[Stored data]
★ ★ ★
PR #813, opened 2023-01-17
Add products to discount limitations

ryanmitchell:
Following on from #796 this PR allows discounts to be limited by product (note: not product variant).

It follows the same approach set out elsewhere and makes use of the DiscountPurchasable table using a 'limitation' type. 

Some of the files that appear changed are from 796, so the diff should clean up once its merged.


glennjacobs:
All looks good, but I feel a test should be introduced in the core to cover the new product criteria.

ryanmitchell:
Test added :)

glennjacobs (approved):

packages/core/src/DiscountTypes/Discount.php
```diff
@@ -115,6 +116,12 @@ private function getEligibleLines(Cart $cart)
             });
         }
 
+        if ($productIds->count()) {
+            $lines = $lines->reject(function ($line) use ($productIds) {
+                return ! $productIds->contains(get_class($line->purchasable->product).'::'.$line->purchasable->id);
+            });
+        }
```
wychoong, line 123: @ryanmitchell correct me if I'm wrong, this line is getting the class name of the `\Lunar\Models\Product` but concatenate with product variant id?

ryanmitchell: Yes it should be updated to be `$line->purchasable->product->id`... i was originally targeting product variants and later changed.

PR #814, opened 2023-01-18
Increment discount uses as part of order creation

ryanmitchell:
This PR adds incrementing the `uses` column of discounts as part of the order creation process. 

This is likely not the right approach, but is intended to kick start a conversation as to how is best to achieve this. 

Things that should be considered:
- Should discounts be associated with an order so that you can know which orders had which discount applied? (maybe as an order line)
- Should incrementing only be done once payment has been received, and if so how do we approach that.


glennjacobs:
Could you include a test?

ryanmitchell:
Test added

glennjacobs (approved):

PR #826, opened 2023-01-26
When DB::table() is used make sure connection is passed

ryanmitchell:
Just noticed a few DB methods missing `::connection()` when updating to 0.2-rc1.


packages/admin/src/Http/Livewire/Components/Orders/OrdersTable.php
```diff
@@ -83,9 +83,9 @@ public function build()
             SelectFilter::make('tags')->options(function () {
                 $tagTable = (new Tag)->getTable();
 
-                $tags = DB::table(
-                    config('lunar.database.table_prefix').'taggables'
-                )->join($tagTable, 'tag_id', '=', "{$tagTable}.id")
+                $tags = DB::connection(config('lunar.database.connection'))
```
alecritson, line 86: Will `connection()` through an error if this isn't set in the config 🤔

ryanmitchell: Nope it should fallback to the default connection:
https://github.com/laravel/framework/blob/e6846df19eed9d9dede821d15e02315653319652/src/Illuminate/Database/DatabaseManager.php#L90

alecritson (approved):

glennjacobs (approved):

PR #834, opened 2023-01-31
[0.2] Hotfix - fix pluck on null

### LINKED ISSUE #830: Using pluck() on null on discount creation page
- Lunar version: 0.2.0-rc1
- Laravel Version: 9.48.0
- PHP Version: 8.1.3

### Expected Behaviour:
Show the create form of discounts

### Actual Behaviour:
Throws error
```
Call to a member function pluck() on null
```
pointing to "packages/admin/resources/views/partials/forms/discount/limitations.blade.php"
https://github.com/lunarphp/lunar/blob/937d946f17eb2fc9c79a3bbc6eaa5304118c4885/packages/admin/resources/views/partials/forms/discount/limitations.blade.php#L144-L147

### Steps To Reproduce:
Open discounts tab then click on "Create"
The install was upgraded from a previous version of lunar (upgrade guide has been followed) and is seeded with the demo store datas (not using demo store only its seeder)

wychoong:
fixes #830 

bug introduce in #813


alecritson:
Thanks @wychoong didn't realise how far out pint was so i've push that up, if you can update your branch it should be easier to see what the changes are.

wychoong:
> Thanks @wychoong didn't realise how far out pint was so i've push that up, if you can update your branch it should be easier to see what the changes are.

done. maybe use GHA for the pint 😜

packages/admin/src/Http/Livewire/Components/Discounts/AbstractDiscount.php
```diff
@@ -116,18 +116,15 @@ public function mount()
     {
         $this->currency = Currency::getDefault();
 
-        $this->selectedBrands = $this->discount->brands->map(fn ($brand) => $this->mapBrandToArray($brand));
-        $this->selectedCollections = $this->discount->collections->map(fn ($collection) => $this->mapCollectionToArray($collection));
+        $this->selectedBrands = $this->discount->brands->map(fn ($brand) => $this->mapBrandToArray($brand)) ?? collect();
```
alecritson, line 119: Is there a reason for `?? collect()` since the relationship should always return a collection instance?

wychoong: should be no, will remove it

alecritson (approved):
★ ★ ★
=== Action item ===
Say each line again exactly as it appears above.

=== Output for this exercise ===
PR #813, opened 2023-01-17
Add products to discount limitations

ryanmitchell:
Following on from #796 this PR allows discounts to be limited by product (note: not product variant).

It follows the same approach set out elsewhere and makes use of the DiscountPurchasable table using a 'limitation' type. 

Some of the files that appear changed are from 796, so the diff should clean up once its merged.


glennjacobs:
All looks good, but I feel a test should be introduced in the core to cover the new product criteria.

ryanmitchell:
Test added :)

glennjacobs (approved):

packages/core/src/DiscountTypes/Discount.php
```diff
@@ -115,6 +116,12 @@ private function getEligibleLines(Cart $cart)
             });
         }
 
+        if ($productIds->count()) {
+            $lines = $lines->reject(function ($line) use ($productIds) {
+                return ! $productIds->contains(get_class($line->purchasable->product).'::'.$line->purchasable->id);
+            });
+        }
```
wychoong, line 123: @ryanmitchell correct me if I'm wrong, this line is getting the class name of the `\Lunar\Models\Product` but concatenate with product variant id?

ryanmitchell: Yes it should be updated to be `$line->purchasable->product->id`... i was originally targeting product variants and later changed.

PR #814, opened 2023-01-18
Increment discount uses as part of order creation

ryanmitchell:
This PR adds incrementing the `uses` column of discounts as part of the order creation process. 

This is likely not the right approach, but is intended to kick start a conversation as to how is best to achieve this. 

Things that should be considered:
- Should discounts be associated with an order so that you can know which orders had which discount applied? (maybe as an order line)
- Should incrementing only be done once payment has been received, and if so how do we approach that.


glennjacobs:
Could you include a test?

ryanmitchell:
Test added

glennjacobs (approved):

PR #826, opened 2023-01-26
When DB::table() is used make sure connection is passed

ryanmitchell:
Just noticed a few DB methods missing `::connection()` when updating to 0.2-rc1.


packages/admin/src/Http/Livewire/Components/Orders/OrdersTable.php
```diff
@@ -83,9 +83,9 @@ public function build()
             SelectFilter::make('tags')->options(function () {
                 $tagTable = (new Tag)->getTable();
 
-                $tags = DB::table(
-                    config('lunar.database.table_prefix').'taggables'
-                )->join($tagTable, 'tag_id', '=', "{$tagTable}.id")
+                $tags = DB::connection(config('lunar.database.connection'))
```
alecritson, line 86: Will `connection()` through an error if this isn't set in the config 🤔

ryanmitchell: Nope it should fallback to the default connection:
https://github.com/laravel/framework/blob/e6846df19eed9d9dede821d15e02315653319652/src/Illuminate/Database/DatabaseManager.php#L90

alecritson (approved):

glennjacobs (approved):

PR #834, opened 2023-01-31
[0.2] Hotfix - fix pluck on null

### LINKED ISSUE #830: Using pluck() on null on discount creation page
- Lunar version: 0.2.0-rc1
- Laravel Version: 9.48.0
- PHP Version: 8.1.3

### Expected Behaviour:
Show the create form of discounts

### Actual Behaviour:
Throws error
```
Call to a member function pluck() on null
```
pointing to "packages/admin/resources/views/partials/forms/discount/limitations.blade.php"
https://github.com/lunarphp/lunar/blob/937d946f17eb2fc9c79a3bbc6eaa5304118c4885/packages/admin/resources/views/partials/forms/discount/limitations.blade.php#L144-L147

### Steps To Reproduce:
Open discounts tab then click on "Create"
The install was upgraded from a previous version of lunar (upgrade guide has been followed) and is seeded with the demo store datas (not using demo store only its seeder)

wychoong:
fixes #830 

bug introduce in #813


alecritson:
Thanks @wychoong didn't realise how far out pint was so i've push that up, if you can update your branch it should be easier to see what the changes are.

wychoong:
> Thanks @wychoong didn't realise how far out pint was so i've push that up, if you can update your branch it should be easier to see what the changes are.

done. maybe use GHA for the pint 😜

packages/admin/src/Http/Livewire/Components/Discounts/AbstractDiscount.php
```diff
@@ -116,18 +116,15 @@ public function mount()
     {
         $this->currency = Currency::getDefault();
 
-        $this->selectedBrands = $this->discount->brands->map(fn ($brand) => $this->mapBrandToArray($brand));
-        $this->selectedCollections = $this->discount->collections->map(fn ($collection) => $this->mapCollectionToArray($collection));
+        $this->selectedBrands = $this->discount->brands->map(fn ($brand) => $this->mapBrandToArray($brand)) ?? collect();
```
alecritson, line 119: Is there a reason for `?? collect()` since the relationship should always return a collection instance?

wychoong: should be no, will remove it

alecritson (approved):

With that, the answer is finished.